§ **Work task**:
Go through the data and report each line that holds the string "compiler".

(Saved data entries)
————————

PR #4976, opened 2020-10-08
Anvil fixes

### LINKED ISSUE #4974: Anvil Durability Bugs
Client version: 1.12.2
Server OS: Linux
Cuberite Commit id: a9031b6bae742b333b1b390192fa590f2ecb07ea

### Expected behavior
Can't combine a full durability tool with an unenchanted tool
Tool appears to take damage after being repaired.

### Actual behavior
Can combine full durability tools with unenchanted tools.
Tool doesn't appear to take damage after being repaired.

Combine two max durability tools and mine blocks with it.

KingCol13:
Fixes #4974 

- No fixing tools to negative damages

- No result if the output will be the same as the target

### DIFF
--- a/src/UI/SlotArea.cpp
+++ b/src/UI/SlotArea.cpp
@@ -1138,6 +1138,7 @@ void cSlotAreaAnvil::UpdateResult(cPlayer & a_Player)
 		Output.Empty();
 		SetSlot(2, a_Player, Output);
 		m_ParentWindow.SetProperty(0, 0);
+		m_MaximumCost = 0;
 		return;
 	}
 
@@ -1161,6 +1162,7 @@ void cSlotAreaAnvil::UpdateResult(cPlayer & a_Player)
 				Output.Empty();
 				SetSlot(2, a_Player, Output);
 				m_ParentWindow.SetProperty(0, 0);
+				m_MaximumCost = 0;
 				return;
 			}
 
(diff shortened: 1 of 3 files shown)


bearbin (approved):

src/UI/SlotArea.cpp
```diff
@@ -1248,22 +1252,31 @@ void cSlotAreaAnvil::UpdateResult(cPlayer & a_Player)
...
+		Output.m_RepairCost = RepairCost;
+	}
+
+	// If after everything, output will be the same then no point enchanting
+	if (Target.IsEqual(Output))
+	{
+		Output.Empty();
+		SetSlot(2, a_Player, Output);
+		m_ParentWindow.SetProperty(0, 0);
+		return;
```
peterbell10, line 1276: If you look on line 1039, I think this would still cost the player XP. Instead of special casing the `SetProperty`, you need to set `m_MaximumCost` correctly.
```suggestion
		m_MaximumCost = 0;
```

peterbell10 (dismissed):

src/UI/SlotArea.cpp
peterbell10: Well actually, I guess if the output slot is empty you can't actually take it anyway. Either way, keeping `m_MaximumCost` up to date makes sense to me.

PR #4977, opened 2020-10-09
Include sys/select.h on non-glibc Linux platforms

PureTryOut:
Otherwise fd_set will be unknown for example on Musl libc systems

### DIFF
--- a/src/Root.cpp
+++ b/src/Root.cpp
@@ -13,6 +13,10 @@
 	#include <signal.h>
 	#if defined(__linux__)
 		#include <fstream>
+
+		#if !defined(__GLIBC__)
+			#include <sys/select.h>
+		#endif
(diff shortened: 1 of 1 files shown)


bearbin (approved):
Looks good: travis is failing for unrelated reasons - CMake's download servers are failing for the download of our version of CMake.

Since you've started working on this, it would be nice if you could resurrect #4799 - there's no reason it couldn't be merged in as is, xoft just got a bit burned out in the review.

PureTryOut:
Uh, I'll be honest, I know next to nothing of C/C++ :sweat_smile: 

I can only fix simple issues like this (missing includes, common glibc/Musl incompabilities with solutions found by quick internet searches), I wouldn't even know where to start with #4799 sadly.

PR #4980, opened 2020-10-09
Add default value nullptr for parameter a_Digger and added digger to cWorld:DigBlock in lua api

Seadragon91:
Pull request #4967 broke api function cWorld:DigBlock, by making the digger not optional.
Lua code like:
No digger passed: `cRoot:Get():GetDefaultWorld():DigBlock(1, 1, 1)` fails, but should work
Adding nil for digger: `cRoot:Get():GetDefaultWorld():DigBlock(1, 1, 1, nil)` works
Fixed by adding nullptr to a_Digger.

Also added overloaded function for Vector3i in API Doc.
Copied the sentence `The optional Digger parameter specifies the entity who dug the block, usually a player` from function `DropBlockAsPickups`.

### DIFF
--- a/Server/Plugins/APIDump/Classes/World.lua
+++ b/Server/Plugins/APIDump/Classes/World.lua
@@ -541,28 +541,56 @@ function OnAllChunksAvailable()</pre> All return values from the callbacks are i
 			},
 			DigBlock =
 			{
-				Params =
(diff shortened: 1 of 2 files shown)


tigerw (approved):
Thanks!

PR #4982, opened 2020-10-09
Readding enderman spawning

12xx12:
Yeah the end stuff is getting further and the enderman are missing...

The TODO said that there should be  a bug that needs fixing. I checked with the issues. there aren't andy bugs with enderman in them

### DIFF
--- a/src/World.cpp
+++ b/src/World.cpp
@@ -880,9 +880,9 @@ void cWorld::InitializeAndLoadMobSpawningValues(cIniFile & a_IniFile)
 	AString DefaultMonsters;
 	switch (m_Dimension)
 	{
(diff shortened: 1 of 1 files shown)


KingCol13:
I just messed with them and they didn't seem to do any damage to me while they were attacking, maybe that's what it meant?

12xx12:
They don't even take blocks if i remember correctly... had a look in the code

bearbin:
I think we need proper _working_ enerman AI before this can be merged in. If you want to have a go at implementing that, have at it, otherwise this should be closed.

12xx12:
Closing this PR. Might feeling like reopening later.

PR #4984, opened 2020-10-10
Remove debug output on PieceStructuresGen.cpp

12xx12:
In the single piece structures PR we discussed that this should be removed

This PR is mostly changing variable names to the new NamingSceme

### DIFF
--- a/src/Generating/PieceStructuresGen.cpp
+++ b/src/Generating/PieceStructuresGen.cpp
@@ -8,7 +8,6 @@
 #include "PrefabStructure.h"
 #include "PieceGeneratorBFSTree.h"
 #include "../IniFile.h"
-#include "../Stopwatch.h"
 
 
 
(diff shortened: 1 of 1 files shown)


src/Generating/PieceStructuresGen.cpp
```diff
@@ -63,11 +63,10 @@ class cPieceStructuresGen::cGen:
 	// cGridStructGen overrides:
 	virtual cStructurePtr CreateStructure(int a_GridX, int a_GridZ, int a_OriginX, int a_OriginZ) override
 	{
-		cStopwatch sw(Printf("CreateStructure for %s at <%d, %d>", m_Name.c_str(), a_GridX, a_GridZ));
```
12xx12, line 66: Removing this is the main change

bearbin (changes requested):
Please also remove the include for Stopwatch.h, if it is no longer required.

bearbin (approved):

PR #4992, opened 2020-10-11
Update comments and code for Load/SaveOneChunk so they match

bearbin:


peterbell10 (approved):

bearbin:
I had a look in the git blame, this was leftover code from when there were callbacks for chunk loading/unloading.

PR #4993, opened 2020-10-11
Obsidian pillars, end fountain, not Ender dragon spawning

12xx12:
This PR adds the obsidian pillars, the end fountain and the initial ender dragon to the end generator.

cage around one of the pillars

Top view

- The pillars are configurable
  - Radius of circle
  - The height, radius and if the tower should have a cage
- The end fountain uses a ```.scematic``` file to be generated from

Todo:
- [x] Generate the towers across chunk borders


NiLSPACE:
It's alive!

src/Generating/EnderDragonFightStructuresGen.cpp
```diff
@@ -0,0 +1,191 @@
...
+	// If not in the chunks to write
+	if ((a_ChunkDesc.GetChunkX() > 6) ||
+		(a_ChunkDesc.GetChunkX() < -6) ||
+		(a_ChunkDesc.GetChunkZ() > 6) ||
+		(a_ChunkDesc.GetChunkZ() < -6))
+	{
+		return;
+	}
+	// Places the exit portal
+	auto Coords = a_ChunkDesc.GetChunkCoords();
```
bearbin, line 83: Looks like things could be simplfiied here, if the Coords line was just moved a little bit earlier.

src/Generating/EnderDragonFightStructuresGen.cpp
```diff
@@ -0,0 +1,191 @@
...
+{
+	auto Pos = cChunk::AbsoluteToRelative(a_AbsPos);
+	sTowerProperties Properties = {0, 0, false};
+	// Choose random height
+	unsigned long Index = static_cast<unsigned long>(m_Noise.IntNoise3DInt(a_AbsPos)) % m_TowerProperties.size();
+	do
+	{
+		Index = (Index + 1) % m_TowerProperties.size();
+		Properties = m_TowerProperties[Index];
+	} while (Properties.m_Height == 0);
```
bearbin, line 129: What have we got here? An infinite loop when m_Height is 0 for all towers.

src/Generating/EnderDragonFightStructuresGen.cpp
```diff
@@ -0,0 +1,191 @@
...
+
+	// Make sure the tower does not cross chunk boarders
+	Pos.x = Clamp(Pos.x, Properties.m_Radius - 1, cChunkDef::Width - Properties.m_Radius);
+	Pos.z = Clamp(Pos.z, Properties.m_Radius - 1, cChunkDef::Width - Properties.m_Radius);
```
bearbin, line 133: No validation on m_Radius?

src/Generating/EnderDragonFightStructuresGen.cpp
```diff
@@ -0,0 +1,191 @@
...
+			{
+				Vector3i NewPos = {Pos.x + X, Y, Pos.z + Z};
+				// The 3 was achieved by trial and error till the shape matched the notchian implementation
+				if ((NewPos - Vector3i(Pos.x, Y, Pos.z)).SqrLength() < Properties.m_Radius * Properties.m_Radius - 3)
+				{
+					a_ChunkDesc.SetBlockType(NewPos.x, NewPos.y, NewPos.z, E_BLOCK_OBSIDIAN);
+				}
+			}
+		}
+	}
```
bearbin, line 150: The if-condition does not use `Y` at all here, it would be much more efficient if the Y-loop was the inner loop here.

src/Generating/EnderDragonFightStructuresGen.cpp
```diff
@@ -0,0 +1,191 @@
...
+			a_ChunkDesc.SetBlockType(Pos.x + 2, Properties.m_Height + 1, Pos.z + I, E_BLOCK_IRON_BARS);
+
+			a_ChunkDesc.SetBlockType(Pos.x + I, Properties.m_Height - 1, Pos.z - 2, E_BLOCK_IRON_BARS);
+			a_ChunkDesc.SetBlockType(Pos.x + I, Properties.m_Height, Pos.z - 2, E_BLOCK_IRON_BARS);
+			a_ChunkDesc.SetBlockType(Pos.x + I, Properties.m_Height + 1, Pos.z - 2, E_BLOCK_IRON_BARS);
+
+			a_ChunkDesc.SetBlockType(Pos.x + I, Properties.m_Height - 1, Pos.z + 2, E_BLOCK_IRON_BARS);
+			a_ChunkDesc.SetBlockType(Pos.x + I, Properties.m_Height, Pos.z + 2, E_BLOCK_IRON_BARS);
+			a_ChunkDesc.SetBlockType(Pos.x + I, Properties.m_Height + 1, Pos.z + 2, E_BLOCK_IRON_BARS);
+		}
```
bearbin, line 179: This is rather unintuitive code and also places multiple bars - it should be refactored.

bearbin (changes requested):

12xx12:
Yeah i'm gonna redo the tower placement.

I'm not quit shure if I should draw them into a cBlockArea during initialization or if I should do this while execution

12xx12:
I tested it with radius 30 the whole tower won't generate - further research is need why it doesn't

src/Generating/EnderDragonFightStructuresGen.cpp
```diff
@@ -0,0 +1,272 @@
...
+	for (size_t I = 0; I < TowerProperties.size(); I++)
+	{
+		auto TowerPos = Vector3i(FloorC(a_Radius * cos(Angle)), 0, FloorC(a_Radius * sin(Angle)));
+		TowerProperties[I].m_Pos = TowerPos;
+
+		// Check all crossed chunks
+		const int & Width = cChunkDef::Width;
+		for (int X = -TowerProperties[I].m_Radius - Width; X <= TowerProperties[I].m_Radius + Width; X+=std::min(TowerProperties[I].m_Radius, Width))
+		{
+			for (int Z = -TowerProperties[I].m_Radius - Width; Z <= TowerProperties[I].m_Radius + Width; Z+=std::min(TowerProperties[I].m_Radius, Width))
```
12xx12, line 112: For some reason the ```cChunkDef::Width``` cant be accessed in the ```for``` statements...

12xx12: Hm - okl... it's only in the constructor...

src/Generating/EnderDragonFightStructuresGen.cpp
```diff
@@ -57,7 +58,7 @@ const std::array<Vector3i, 26> cEnderDragonFightStructuresGen::m_CageAir =
 
 
 
-cEnderDragonFightStructuresGen::cEnderDragonFightStructuresGen(int a_Seed, const AString &a_TowerProperties, int a_Radius) :
+cEnderDragonFightStructuresGen::cEnderDragonFightStructuresGen(int a_Seed, const AString &a_TowerProperties, int a_Radius, int a_ChunkWidth) :
```
NiLSPACE, line 61: Why add this as a parameter when you can just access it from cChunkDef?

12xx12: It failed on linking with MVSC with the error that the symbol didn't exist. See my earlier comment

src/Generating/EnderDragonFightStructuresGen.cpp
12xx12: @NiLSPACE this one

src/Generating/EnderDragonFightStructuresGen.cpp
NiLSPACE: Whoops, gotta learn how to read I guess ;)

Would moving everything to some kind of `Initialize` method fix the problem?

12xx12: Gonna try that later 👍🏻

src/Generating/EnderDragonFightStructuresGen.cpp
```diff
@@ -0,0 +1,272 @@
...
+		{
+			Vector3i NewPos = {Pos.x + X, 1, Pos.z + Z};
+			if (cChunkDef::IsValidRelPos(NewPos))
+			{
+				// The 3 was achieved by trial and error till the shape matched the notchian implementation
+				if ((NewPos - Vector3i(Pos.x, 1, Pos.z)).SqrLength() < a_Properties.m_Radius * a_Properties.m_Radius - 3)
+				{
+					for (int Y = 0; Y <= a_Properties.m_Height - 2; Y++)
+					{
+						a_ChunkDesc.SetBlockType(NewPos.x, Y, NewPos.z, E_BLOCK_OBSIDIAN);
```
12xx12, line 223: Maybe we should check for malformated towers to prevent a player from generating tower that surpass the height limit

src/Generating/EnderDragonFightStructuresGen.h
```diff
@@ -0,0 +1,35 @@
+
+#pragma once
+
+/*
+https://minecraft.gamepedia.com/End_spike
```
12xx12, line 5: Add some links to the other things spawned with this PR

src/Generating/EnderDragonFightStructuresGen.cpp
12xx12: Now it's getting weird... Still doesn't compiler...

NiLSPACE:
I'm guessing it's because you're still initializing from the constructor. How about calling Init after you've constructed the object?

12xx12:
yeah but WHY doesn't this work :o (accessing the cChunkDef::Width)

NiLSPACE:
I'm not sure. I tried googling it, but only found issues where the compiler couldn't find the constructor itself. Perhaps someone more knowledgable with C++ knows.

NiLSPACE:
@tigerw do you know why Clang fails to compile?

12xx12:
This PR hates me :D

12xx12:
@cuberite/core-team

So this is kind of strange;
Any function that is called from the ````cComposebleGenecrator``` can't acces ```cChunkDef::Width``` for whatever reason.
This also includes methods called by methods called by... you know it

tigerw:
wat

src/Generating/EnderDragonFightStructuresGen.cpp
```diff
@@ -0,0 +1,282 @@
...
+	std::vector<sTowerProperties> TowerProperties;
+	for (const auto & TowerProperty : TowerPropertiesVector)
+	{
+		const auto TowerPropertyVector = StringSplitAndTrim(TowerProperty, "|");
+		if (TowerPropertyVector.size() != 3)
+		{
+			LOGWARNING("Got unknown parameters on generating obsidian pillars: %s, Please use \"Height|Radius|HasCage\"; ...", TowerProperty);
+			continue;
+		}
+		int Height = std::min(std::stoi(TowerPropertyVector[0]), cChunkDef::Height - 2);  // The highest block placed is two blocks above the given height (the cage above some towers)
```
tigerw, line 89: Try saying const auto MaxHeight = cChunkDef::Height - 2, then using MaxHeight. Seems like cChunkDef::Height is being treated as a true constant literal, no symbol emitted to the linker (yay!) but std::min takes arguments by reference (and literals have no address).

tigerw: Weird though, considering std::min asks for _const_ references, and clearly you can pass normal integral literals to it without complaint...

tigerw: Huh, apparently it's just the language.

```cpp
struct S {
    static const int x = 0; // static data member
    // a definition outside of class is required if it is odr-used
};
const int& f(const int& r);
 
int n = b ? (1, S::x) // S::x is not odr-used here
          : f(S::x);  // S::x is odr-used here: a definition is required

              ^^^^ 😮
```

https://en.cppreference.com/w/cpp/language/definition#ODR-use

12xx12:
Yeah the linker seems to work - thanks @tigerw

src/Generating/EnderDragonFightStructuresGen.cpp
```diff
@@ -0,0 +1,283 @@
...
+
+
+void cEnderDragonFightStructuresGen::Init(const AString & a_TowerProperties, int a_Radius)
+{
+	const auto ChunkWidth = cChunkDef::Width;
+	// Loads the fountain schematic
+	if (!cSchematicFileSerializer::LoadFromSchematicFile(
+		m_Fountain, AString("Prefabs") + cFile::GetPathSeparator() + "SinglePieceStructures" + cFile::GetPathSeparator() + "EndFountain.schematic"))
+	{
+		LOGWARNING("EnderDragonFightStructuresGen is missing it's end fountain prefab, please update your cuberite server files! There will be no end fountain!");
```
mathiascode, line 77:
```suggestion
		LOGWARNING("EnderDragonFightStructuresGen is missing its end fountain prefab, please update your Cuberite server files! There will be no end fountain!");
```

src/Generating/EnderDragonFightStructuresGen.cpp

————————

§ **Problem solution**:
12xx12: Now it's getting weird... Still doesn't compiler...
I'm not sure. I tried googling it, but only found issues where the compiler couldn't find the constructor itself. Perhaps someone more knowledgable with C++ knows.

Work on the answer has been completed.